How to complete this task: Lines from the beginning of the data through the line containing "update ingress to" are to be copied exactly, with no other line included.

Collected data
====
PR #1160, opened 2023-12-06
EL-1294 add metabase 

willc-work:
[Jira ticket](https://dsdmoj.atlassian.net/browse/EL-1294)

## What changed and why
add metabase deployment and service yaml files
update ingress to point metabase at new hostname

When metabase is enabled in UAT this deployment fails because it cannot read the secret 'metabase'. This secret only exists on staging at present. 

I have confirmed that it creates a metabase pod and it is during this process that the metabase secret is required.

Once this PR is reviewed and it deploys to staging there will to be further work to get metabase working and to hide it behind authentication.

## Checklist

### DIFF
--- a/helm_deploy/laa-estimate-eligibility/templates/ingress.yaml
+++ b/helm_deploy/laa-estimate-eligibility/templates/ingress.yaml
@@ -22,6 +22,10 @@ spec:
       secretName: '{{- .secret }}'
     {{- end }}
   {{- end }}
+  {{- if .Values.metabase.enabled }}
+    - hosts:
+      - "ccq-dashboard-{{ .Values.cfe.environment_name }}.cloud-platform.service.justice.gov.uk"
+  {{- end }}
   rules:
   {{- range .Values.ingress.hosts }}
     - host: '{{- .host }}'
@@ -35,3 +39,16 @@ spec:
                 port:
                   name: http
   {{- end }}
+    {{- if .Values.metabase.enabled }}
+    - host: "ccq-dashboard-{{ .Values.cfe.environment_name }}.cloud-platform.service.justice.gov.uk"
+      http:
+        paths:
+          - path: "/"
+            pathType: ImplementationSpecific
+            backend:
+              service:
+                name: {{ $fullName }}-metabase-service
+                port:
+                  number: 80
+    {{- end }}
+
--- a/helm_deploy/laa-estimate-eligibility/templates/metabase/metabase-deployment.yaml
+++ b/helm_deploy/laa-estimate-eligibility/templates/metabase/metabase-deployment.yaml
@@ -1,0 +1,47 @@
+{{- if .Values.metabase.enabled }}
+{{- $fullName := include "app.fullname" . -}}
+apiVersion: apps/v1
+kind: Deployment
+metadata:
+  name: {{ $fullName }}-metabase
+spec:
+  replicas: 1
+  selector:
+    matchLabels:
+      app: {{ $fullName }}-metabase
+  template:
+    metadata:
+      labels:
+        app: {{ $fullName }}-metabase
+    spec:
+    {{- with .Values.imagePullSecrets }}
+      imagePullSecrets:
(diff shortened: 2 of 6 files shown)


helm_deploy/laa-estimate-eligibility/templates/_envs.tpl
```diff
@@ -130,5 +130,12 @@ env:
         key: GOOGLE_OAUTH_CLIENT_SECRET
   - name: SEED_ADMINS
     value: {{ .Values.app.seedAdmins }}
+  {{ if .Values.metabase.enabled }}
+  - name: MB_DB_CONNECTION_URI
```
patrick-laa, line 134: As I understand it, putting this here will make the MD_DB_CONNECTION_URI available as an env var in the Rails application pods. Do we need it there? You've got it set up as an env var in metabase-deployment.yaml. Isn't that the only place it needs to be?

helm_deploy/laa-estimate-eligibility/templates/ingress.yaml
```diff
@@ -35,3 +39,16 @@ spec:
                 port:
                   name: http
   {{- end }}
+    {{- if .Values.metabase.enabled }}
+    - host: "ccq-dashboard-staging.cloud-platform.service.justice.gov.uk"
```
====
Response to the exercise:
PR #1160, opened 2023-12-06
EL-1294 add metabase 

willc-work:
[Jira ticket](https://dsdmoj.atlassian.net/browse/EL-1294)

## What changed and why
add metabase deployment and service yaml files
update ingress to point metabase at new hostname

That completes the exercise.